PR #3, opened 2020-10-14
Create RomanDataModel and open function

eslavich:
This PR adds the `RomanDataModel` base class and `romancal.datamodels.open`.  The logic in `open` that selects the model class is just stubbed out for now, since we haven't settled on how that's going to work (and anyway, we haven't implemented any real models yet).

### DIFF
--- a/romancal/datamodels/tests/test_models.py
+++ b/romancal/datamodels/tests/test_models.py
@@ -1,0 +1,15 @@
+import asdf
+
+from romancal import datamodels
+
+
+def test_model_schemas():
+    model_classes = [
+        m for m in datamodels.__dict__.values()
+        if isinstance(m, type) and issubclass(m, datamodels.RomanDataModel)
+    ]
+    for model_class in model_classes:
+        try:
+            asdf.schema.load_schema(model_class.schema_url)
+        except Exception:
+            assert False, f"Unable to load schema URI '{model_class.schema_url}' for model class {model_class.__name__}"
--- a/romancal/datamodels/tests/test_models.py
+++ b/romancal/datamodels/tests/test_models.py
@@ -1,14 +1,15 @@
 import asdf
 
-from romancal import datamodels
+from romancal.datamodels import RomanDataModel
 
 
 def test_model_schemas():
-    model_classes = [
-        m for m in datamodels.__dict__.values()
-        if isinstance(m, type) and issubclass(m, datamodels.RomanDataModel)
-    ]
-    for model_class in model_classes:
+    def iter_subclasses(model_class):
+        yield model_class
+        for sub_class in model_class.__subclasses__():
+            yield from iter_subclasses(sub_class)
+
+    for model_class in iter_subclasses(RomanDataModel):
         try:
             asdf.schema.load_schema(model_class.schema_url)
         except Exception:
--- a/romancal/datamodels/__init__.py
+++ b/romancal/datamodels/__init__.py
@@ -1,0 +1,5 @@
+from .core import RomanDataModel
+from .open_impl import open
+
+
+__all__ = ["RomanDataModel", "open"]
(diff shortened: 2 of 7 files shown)


PaulHuwe (approved):
Looks okay to me.

nden (approved):
Looks good.

romancal/datamodels/tests/test_models.py
```diff
@@ -0,0 +1,15 @@
+import asdf
+
+from romancal import datamodels
+
+
+def test_model_schemas():
+    model_classes = [
+        m for m in datamodels.__dict__.values()
+        if isinstance(m, type) and issubclass(m, datamodels.RomanDataModel)
+    ]
```
jdavies-st, line 10: Another way to do this would be to use the `RomanDataModel.__subclasses__()` method, though this method only returns immediate subclasses, not subclasses of subclasses.  But hopefully there are none of those.  😅

An example in `jwst`:

```
In [1]: from jwst import datamodels

In [2]: datamodels.DataModel.__subclasses__()
Out[2]: 
[jwst.datamodels.reference.ReferenceFileModel,
 jwst.datamodels.amilg.AmiLgModel,
 jwst.datamodels.asn.AsnModel,
 jwst.datamodels.combinedspec.CombinedSpecModel,
 jwst.datamodels.container.ModelContainer,
 jwst.datamodels.contrast.ContrastModel,
 jwst.datamodels.cube.CubeModel,
 jwst.datamodels.image.ImageModel,
 jwst.datamodels.extract1dimage.Extract1dImageModel,
 jwst.datamodels.gls_rampfit.GLS_RampFitModel,
 jwst.datamodels.guider.GuiderRawModel,
 jwst.datamodels.guider.GuiderCalModel,
 jwst.datamodels.ifucube.IFUCubeModel,
 jwst.datamodels.ifuimage.IFUImageModel,
 jwst.datamodels.irs2.IRS2Model,
 jwst.datamodels.level1b.Level1bModel,
 jwst.datamodels.ramp.RampModel,
 jwst.datamodels.slit.SlitDataModel,
 jwst.datamodels.slit.SlitModel,
 jwst.datamodels.multiexposure.MultiExposureModel,
 jwst.datamodels.multislit.MultiSlitModel,
 jwst.datamodels.spec.SpecModel,
 jwst.datamodels.multispec.MultiSpecModel,
 jwst.datamodels.quad.QuadModel,
 jwst.datamodels.rampfitoutput.RampFitOutputModel,
 jwst.datamodels.steppars.StepParsModel,
 jwst.datamodels.trapsfilled.TrapsFilledModel]
```

jdavies-st (approved):
Looks good.  Just some comments below.

romancal/datamodels/tests/test_models.py
eslavich: Ooo I like that better.  We can recurse into the subclasses and look for more.

nden:
If `__subclases__` is used would this get the reference file models? For example, in JWST we have something like (by memory):

```
class ReferenceFileModel(DataModel)

class FlatModel(ReferenceFileModel)
```

eslavich:
> If `__subclases__` is used would this get the reference file models? For example, in JWST we have something like (by memory):

I implemented a method like this:

```python
    def iter_subclasses(model_class):
        yield model_class
        for sub_class in model_class.__subclasses__():
            yield from iter_subclasses(sub_class)
```

So it yields subclasses and then recurses into their subclasses until the hierarchy is exhausted.

jdavies-st:
On the `jwst` side, using `__subclasses__()` finds `_SimpleModel` which is an intermediate subclass between `ReferenceFileModel` and some distortion models.  We may want to avoid that here in `romancal` and instead use a mixin for some special methods or attributes that are shared across models, but where the class itself is not useable as a datamodel.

- _Task to complete_
Reproduce every line above that contains the string "ReferenceFileModel".

- _Answer area_
[jwst.datamodels.reference.ReferenceFileModel,
class ReferenceFileModel(DataModel)
class FlatModel(ReferenceFileModel)
On the `jwst` side, using `__subclasses__()` finds `_SimpleModel` which is an intermediate subclass between `ReferenceFileModel` and some distortion models.  We may want to avoid that here in `romancal` and instead use a mixin for some special methods or attributes that are shared across models, but where the class itself is not useable as a datamodel.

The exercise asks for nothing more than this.